▶ **What needs to be done**:
Using the data below, please return every line exactly as given.

Stored items:
PR #333, opened 2020-03-16
Rework creation of group metric sets

riedgar-ms:
Make `_create_group_metric_set()` private. Also, change the arguments and innards to require dictionaries for the predictions and sensitive features. This will require users to name each, which will nudge them towards not confusing themselves.

This is a breaking change, but the routine is unlikely to have users right now.


CHANGES.md
```diff
@@ -9,7 +9,8 @@
   * `ThresholdOptmizer` is now a scikit-learn meta-estimator, and accepts
     an estimator through the `estimator` parameter. To use a pre-fitted
     estimator, pass `prefit=True`.
-* Rename arguments of `create_group_metric_set()` to match the dashboard
+* Add `create_dashboard_dictionary()` for creating the Dashboard cache layer
+* Make `create_group_metric_set()` private and change arguments
```
romanlutz: Does that break anyone who's been using it before?

riedgar-ms: Yes, although I somehow doubt that the userbase is larger than "me."

test/unit/metrics/test_dashboard_dictionary.py
```diff
@@ -0,0 +1,67 @@
...
+    assert actual['schemaVersion'] == 0
+
+
+def test_create_dashboard_dictionary_multiple_models_multiple_sensitive_features():
+    y_true = [0, 1, 0, 1, 1, 1, 1, 1, 0, 1, 0]
+
+    y_p1 = [0, 1, 1, 1, 0, 0, 0, 0, 1, 1, 1]
+    y_p2 = [1, 1, 1, 0, 0, 0, 1, 1, 1, 1, 1]
+    y_p3 = [0, 0, 0, 0, 0, 0, 1, 1, 1, 1, 0]
+    m_1 = "M1"
```
romanlutz: What if my keys are of a type other than string? Does that still work? [in python, probably, but I know you're looking at a e2e flow]

riedgar-ms: Which keys do you mean? The `y_pred` or the model name?

CHANGES.md
romanlutz: Fair. If we make such changes in the future we should ideally keep it around for a release longer and issue a warning message indicating the deprecation and impending removal. Maybe that's a little over the top for this one, but just throwing this out there.

test/unit/metrics/test_dashboard_dictionary.py
romanlutz: model name
I essentially tried to confirm whether you considered that keys in a dictionary could be something other than string, and whether that works with UI code when transformed into JSON etc.

riedgar-ms: I don't do any checking. I could check that it's a string... or force it to one. But if users wanted type checking, would they be using Python?

CHANGES.md
riedgar-ms: Agree in general - hence our elaborate migration guide from 0.2.

In this specific case, this functionality is only useful for generating a JSON of the Dashboard cache layer, and right now, you can't even load it back into the dashboard. `_create_group_metric_set()` is only of use for AzureML, and we're still in exploratory stages for that.

fairlearn/metrics/_dashboard_dictionary.py
```diff
@@ -0,0 +1,40 @@
+# Copyright (c) Microsoft Corporation. All rights reserved.
+# Licensed under the MIT License.
+
+from ._group_metric_set import create_group_metric_set
+
+
+def create_dashboard_dictionary(
+        model_type,
+        y_true,
+        models,
```
riedgar-ms: Will be changing to `prediction_type` and `predictions` - @MiroDudik pointed out that 'model' tends to have a rather specific meaning in the ML community, and this usage didn't match that.

test/unit/metrics/test_dashboard_dictionary.py
romanlutz: Sorry, I'm not expressing myself well here. I just wanted to ask whether there's any way a user could do something unintentionally wrong and pass a non-string type that would break the visualizations because it expects a string. I'm probably being paranoid :-)

riedgar-ms: That would ultimately depend on how JS deserialised the JSON file. Since I believe the JS approach to type checking is even more relaxed than Python's, I wouldn't want to hazard a guess at what would happen.

fairlearn/metrics/_group_metric_set.py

▶ **Written solution**:
PR #333, opened 2020-03-16
Rework creation of group metric sets

riedgar-ms:
Make `_create_group_metric_set()` private. Also, change the arguments and innards to require dictionaries for the predictions and sensitive features. This will require users to name each, which will nudge them towards not confusing themselves.

This is a breaking change, but the routine is unlikely to have users right now.


CHANGES.md
```diff
@@ -9,7 +9,8 @@
   * `ThresholdOptmizer` is now a scikit-learn meta-estimator, and accepts
     an estimator through the `estimator` parameter. To use a pre-fitted
     estimator, pass `prefit=True`.
-* Rename arguments of `create_group_metric_set()` to match the dashboard
+* Add `create_dashboard_dictionary()` for creating the Dashboard cache layer
+* Make `create_group_metric_set()` private and change arguments
```
romanlutz: Does that break anyone who's been using it before?

riedgar-ms: Yes, although I somehow doubt that the userbase is larger than "me."

test/unit/metrics/test_dashboard_dictionary.py
```diff
@@ -0,0 +1,67 @@
...
+    assert actual['schemaVersion'] == 0
+
+
+def test_create_dashboard_dictionary_multiple_models_multiple_sensitive_features():
+    y_true = [0, 1, 0, 1, 1, 1, 1, 1, 0, 1, 0]
+
+    y_p1 = [0, 1, 1, 1, 0, 0, 0, 0, 1, 1, 1]
+    y_p2 = [1, 1, 1, 0, 0, 0, 1, 1, 1, 1, 1]
+    y_p3 = [0, 0, 0, 0, 0, 0, 1, 1, 1, 1, 0]
+    m_1 = "M1"
```
romanlutz: What if my keys are of a type other than string? Does that still work? [in python, probably, but I know you're looking at a e2e flow]

riedgar-ms: Which keys do you mean? The `y_pred` or the model name?

CHANGES.md
romanlutz: Fair. If we make such changes in the future we should ideally keep it around for a release longer and issue a warning message indicating the deprecation and impending removal. Maybe that's a little over the top for this one, but just throwing this out there.

test/unit/metrics/test_dashboard_dictionary.py
romanlutz: model name
I essentially tried to confirm whether you considered that keys in a dictionary could be something other than string, and whether that works with UI code when transformed into JSON etc.

riedgar-ms: I don't do any checking. I could check that it's a string... or force it to one. But if users wanted type checking, would they be using Python?

CHANGES.md
riedgar-ms: Agree in general - hence our elaborate migration guide from 0.2.

In this specific case, this functionality is only useful for generating a JSON of the Dashboard cache layer, and right now, you can't even load it back into the dashboard. `_create_group_metric_set()` is only of use for AzureML, and we're still in exploratory stages for that.

fairlearn/metrics/_dashboard_dictionary.py
```diff
@@ -0,0 +1,40 @@
+# Copyright (c) Microsoft Corporation. All rights reserved.
+# Licensed under the MIT License.
+
+from ._group_metric_set import create_group_metric_set
+
+
+def create_dashboard_dictionary(
+        model_type,
+        y_true,
+        models,
```
riedgar-ms: Will be changing to `prediction_type` and `predictions` - @MiroDudik pointed out that 'model' tends to have a rather specific meaning in the ML community, and this usage didn't match that.

test/unit/metrics/test_dashboard_dictionary.py
romanlutz: Sorry, I'm not expressing myself well here. I just wanted to ask whether there's any way a user could do something unintentionally wrong and pass a non-string type that would break the visualizations because it expects a string. I'm probably being paranoid :-)

riedgar-ms: That would ultimately depend on how JS deserialised the JSON file. Since I believe the JS approach to type checking is even more relaxed than Python's, I wouldn't want to hazard a guess at what would happen.

fairlearn/metrics/_group_metric_set.py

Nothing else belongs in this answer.